PR #105, opened 2024-01-29
SFB147: v2 cant edit validations in validation tab

ZijneDwaasheid:
## ID
 SFB147

 ## Description
After updating to V2 forms we need the validations tab to be updated

 ## Type of change

 - [x] Bug fix
 - [x] New feature
 - [ ] Breaking change
 - [ ] Other

### DIFF
--- a/app/components/rdf-form-fields/property-group-selector.js
+++ b/app/components/rdf-form-fields/property-group-selector.js
@@ -27,7 +27,7 @@ export default class PropertyGroupSelector extends InputFieldComponent {
   loadOptions() {
     const sourceGraph = this.args.graphs.sourceGraph;
     const propertyGroup = new namedNode(
-      'http://lblod.data.gift/vocabularies/forms/PropertyGroup'
+      'http://lblod.data.gift/vocabularies/forms/Section'
     );
 
     const allRawOptions = this.args.formStore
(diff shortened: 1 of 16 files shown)


app/components/rdf-form-fields/property-group-selector.js
```diff
@@ -27,7 +27,7 @@ export default class PropertyGroupSelector extends InputFieldComponent {
   loadOptions() {
     const sourceGraph = this.args.graphs.sourceGraph;
     const propertyGroup = new namedNode(
```
JonasVanHoof, line 29: `const section = `

JonasVanHoof, line 29: const section =

app/utils/ttl-templates/basic-form-template.js
```diff
@@ -8,14 +8,14 @@ export default `@prefix : <#>.
 nodes:24289e48-258f-4919-8c3e-5783a6acb4a4
     a form:Field;
```
JonasVanHoof, line 9: Maybe for the ttl files change the base to the other branch where you already update this 😅 Otherwise same comments

JonasVanHoof (commented):
Works as expected , good job!

See what you do with the comments but a change of base branch looks best to me

app/components/rdf-form-fields/property-group-selector.js
JonasVanHoof: https://binnenland.atlassian.net/browse/SFB-149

:: PROBLEM TO SOLVE ::
The material above should be given again in full, exactly.

:: THE ANSWER ::
PR #105, opened 2024-01-29
SFB147: v2 cant edit validations in validation tab

ZijneDwaasheid:
## ID
 SFB147

 ## Description
After updating to V2 forms we need the validations tab to be updated

 ## Type of change

 - [x] Bug fix
 - [x] New feature
 - [ ] Breaking change
 - [ ] Other

### DIFF
--- a/app/components/rdf-form-fields/property-group-selector.js
+++ b/app/components/rdf-form-fields/property-group-selector.js
@@ -27,7 +27,7 @@ export default class PropertyGroupSelector extends InputFieldComponent {
   loadOptions() {
     const sourceGraph = this.args.graphs.sourceGraph;
     const propertyGroup = new namedNode(
-      'http://lblod.data.gift/vocabularies/forms/PropertyGroup'
+      'http://lblod.data.gift/vocabularies/forms/Section'
     );
 
     const allRawOptions = this.args.formStore
(diff shortened: 1 of 16 files shown)


app/components/rdf-form-fields/property-group-selector.js
```diff
@@ -27,7 +27,7 @@ export default class PropertyGroupSelector extends InputFieldComponent {
   loadOptions() {
     const sourceGraph = this.args.graphs.sourceGraph;
     const propertyGroup = new namedNode(
```
JonasVanHoof, line 29: `const section = `

JonasVanHoof, line 29: const section =

app/utils/ttl-templates/basic-form-template.js
```diff
@@ -8,14 +8,14 @@ export default `@prefix : <#>.
 nodes:24289e48-258f-4919-8c3e-5783a6acb4a4
     a form:Field;
```
JonasVanHoof, line 9: Maybe for the ttl files change the base to the other branch where you already update this 😅 Otherwise same comments

JonasVanHoof (commented):
Works as expected , good job!

See what you do with the comments but a change of base branch looks best to me

app/components/rdf-form-fields/property-group-selector.js
JonasVanHoof: https://binnenland.atlassian.net/browse/SFB-149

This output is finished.